[Opening Data extract section]
PR #46764, opened 2026-03-09
[exporter/kafka]validate topic_from_metadata_key is included in metadata keys

### LINKED ISSUE #46711: Topic routing from metadata key is broken with sending queue based batching

lahsivjar:
#### Description
Fixes a kafkaexporter batching regression where metadata used by `include_metadata_keys` could be lost during queue batch context merge.  
This change ensures metadata-based behavior remains consistent by wiring `MergeCtx` for metadata partitioning and adding config validation so `topic_from_metadata_key` must be included in `include_metadata_keys` when configured.  
Also adds regression coverage for metadata merge behavior and config validation failure cases.

#### Link to tracking issue
Fixes #46711 

#### Testing
Added tests

#### Documentation
- Added changelog entry:
  - `.chloggen/kafkaexporter-topic-from-metadata-key-validation.yaml`


paulojmdias (approved):
LGTM, thank you!

Let's wait for @axw review as he suggested this approach 👍

exporter/kafkaexporter/config.go
```diff
@@ -86,11 +91,38 @@ type Config struct {
...
+	}
+	if err := validateTopicFromMetadataKey(c.Metrics.TopicFromMetadataKey, c.IncludeMetadataKeys); err != nil {
+		return fmt.Errorf("metrics.topic_from_metadata_key: %w", err)
+	}
+	if err := validateTopicFromMetadataKey(c.Traces.TopicFromMetadataKey, c.IncludeMetadataKeys); err != nil {
+		return fmt.Errorf("traces.topic_from_metadata_key: %w", err)
+	}
+	if err := validateTopicFromMetadataKey(c.Profiles.TopicFromMetadataKey, c.IncludeMetadataKeys); err != nil {
+		return fmt.Errorf("profiles.topic_from_metadata_key: %w", err)
+	}
```
axw, line 110:
```suggestion
	if err := validateTopicFromMetadataKey(c.Logs.TopicFromMetadataKey, c.IncludeMetadataKeys); err != nil {
		return fmt.Errorf("logs::topic_from_metadata_key: %w", err)
	}
	if err := validateTopicFromMetadataKey(c.Metrics.TopicFromMetadataKey, c.IncludeMetadataKeys); err != nil {
		return fmt.Errorf("metrics::topic_from_metadata_key: %w", err)
	}
	if err := validateTopicFromMetadataKey(c.Traces.TopicFromMetadataKey, c.IncludeMetadataKeys); err != nil {
		return fmt.Errorf("traces::topic_from_metadata_key: %w", err)
	}
	if err := validateTopicFromMetadataKey(c.Profiles.TopicFromMetadataKey, c.IncludeMetadataKeys); err != nil {
		return fmt.Errorf("profiles::topic_from_metadata_key: %w", err)
	}
```

We use this syntax elsewhere IIANM.

axw (approved):
LGTM, just a nit about syntax

exporter/kafkaexporter/config.go
lahsivjar: Sounds good, thanks! Updated now.

PR #46765, opened 2026-03-09
[receiver/haproxy] Add haproxy.server.state resource attribute

Juoper:
#### Description
Add a new `haproxy.server.state` resource attribute to the HAProxy receiver that exposes the server status field from HAProxy's stats CSV output. This attribute surfaces values like `UP`, `DOWN`, `MAINT`, `DRAIN`, `NOLB`, and `no check`, enabling users to monitor and alert on HAProxy server state directly through metrics labels. The attribute is disabled by default to avoid increasing cardinality for existing users.

#### Testing
Existing unit tests updated to cover the new resource attribute. All `generated_*_test.go` files, `testdata/config.yaml`, and resource builder tests include `haproxy.status`. Ran `make generate`, `make test`, and `make lint` successfully.

#### Documentation
`documentation.md` and `metadata.yaml` updated with the new resource attribute definition (auto-generated via `mdatagen`).


atoulme:
Please review the CLA check. I will review this PR.

Juoper:
nice thanks, regarding the CLA check i just did it, actually twice, but somehow it doesn't show up?

receiver/haproxyreceiver/metadata.yaml
```diff
@@ -27,6 +27,10 @@ resource_attributes:
     description: Service name (FRONTEND for frontend, BACKEND for backend, any name for server/listener)
     enabled: true
     type: string
+  haproxy.status:
```
thompson-tomo: based on patterns in semconv

```suggestion
  haproxy.state:
```

Juoper: idk if thats really what we want to be honest, as it's explicitly called status in HAProxy excosystem?
what do you think?
https://www.haproxy.com/documentation/haproxy-configuration-tutorials/alerts-and-monitoring/statistics/#:~:text=enforce%20Basic%20authentication.-,Actions%20include%3A,-Administrative%20Action

thompson-tomo: I would still change the attribute based on https://opentelemetry.io/docs/specs/semconv/how-to-write-conventions/status-metrics/.

Note that link actually mentions:

> Status: Displays whether the server is currently up and for how long. It can display any of the following statuses:

So if you wanted to follow that doc you would have a status metric and then you would need an attribute to capture which of the statuses it is in. Hence I would use `state` for that rather than `statuses` especially as the doc mentions state elsewhere.

In fact I would actually make it:

```suggestion
  haproxy.server.state:
```

Juoper: ok, lets do it this way 👍

paulojmdias:
Fixes https://github.com/open-telemetry/opentelemetry-collector-contrib/issues/46799

atoulme (approved):

PR #46769, opened 2026-03-09
[receiver/awss3] add tag_object_after_ingestion flag

tommyzli:
#### Description
introduce a flag for the receiver to make a best-effort attempt to tag the objects it ingests. This is useful for cost management, as lifecycle policies can be used to delete tagged objects

#### Link to tracking issue
Fixes https://github.com/open-telemetry/opentelemetry-collector-contrib/issues/46078

#### Testing
new unit tests


atoulme:
Please cover in tests and docs the behavior if the receiver next consumer returns an error on Consume* calls.

tommyzli:
@atoulme as we discussed I've updated the implementation to tagging objects instead of deleting them. I'll follow up with another PR after this to add a flag to skip tagged objects (cost was one reason for deleting, but the other is to prevent re-ingesting the same object multiple times, most applicable to non-sqs mode)

receiver/awss3receiver/s3sqsreader.go
```diff
@@ -202,11 +205,16 @@ func (r *s3SQSNotificationReader) readAll(ctx context.Context, _ string, callbac
...
+						r.logger.Warn("Failed to get S3 object",
 							zap.String("bucket", bucket),
 							zap.String("key", decodedKey),
 							zap.Error(err))
-						allRecordsSucceeded = false
+
+						var noSuchKey *types.NoSuchKey
+						if !errors.As(err, &noSuchKey) {
+							// Swallow no such key errors as nothing more can be done
+							allRecordsSucceeded = false
```
atoulme, line 218: is this a different enhancement

tommyzli: I would say this belongs together. The only situation where an object would not exist (theoretically) is the receiver gets a message with a chunk of objects, some succeed and some fail so the message is not deleted. The successful ones get tagged and a lifecycle policy run deletes them before the message is re-received.
Partial success is pretty common (hence the need for `allRecordsSucceeded`) so merging this without handling nosuchkey would probably result in stuck messages

receiver/awss3receiver/s3sqsreader_test.go
```diff
@@ -877,3 +902,240 @@ func TestS3SQSReader_ReadAllWithPrefix(t *testing.T) {
...
+					return *input.Bucket == "test-bucket" && *input.Key == "test-key"
+				})).Return([]byte(""), &s3types.NoSuchKey{Message: aws.String("The specified key does not exist.")})
+
+				mockSQS.On("DeleteMessage", mock.Anything, mock.MatchedBy(func(input *sqs.DeleteMessageInput) bool {
+					return *input.QueueUrl == "test-queue-url" && *input.ReceiptHandle == "test-receipt-handle"
+				})).Return(&sqs.DeleteMessageOutput{}, nil)
+			},
+			expectedProcessedKeys: map[string][]byte{},
+			expectedTaggedKeys:    []string{},
+		},
```
adcharre: I can see why the Object Not Found case may appear more likely with the suggested use case for tagging and therefore why it makes senses to include the change in this PR. However, the test case here is unrelated to tagging objects and should be move to the TestS3SQSReader_ReadAllErrorHandling test cases.

tommyzli: makes sense, done. what about the [tag error test](https://github.com/open-telemetry/opentelemetry-collector-contrib/pull/46769/changes#diff-9b8b1c2d37e7aac27127a21ace1c2a57d5f1e98cc4f26ec9383d5ffe39bdd764R1026)? I feel like that could go either way

atoulme: @adcharre please weigh in

adcharre: Missed this, sorry. I think that as the tag error test is related to tagging it's in the correct place currently.

adcharre (approved):

atoulme (approved):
[Closing Data extract section]
Action item ▸ Say how many lines in the entries include the string "validateTopicFromMetadataKey", and write nothing besides that number.

Task response ▸ 7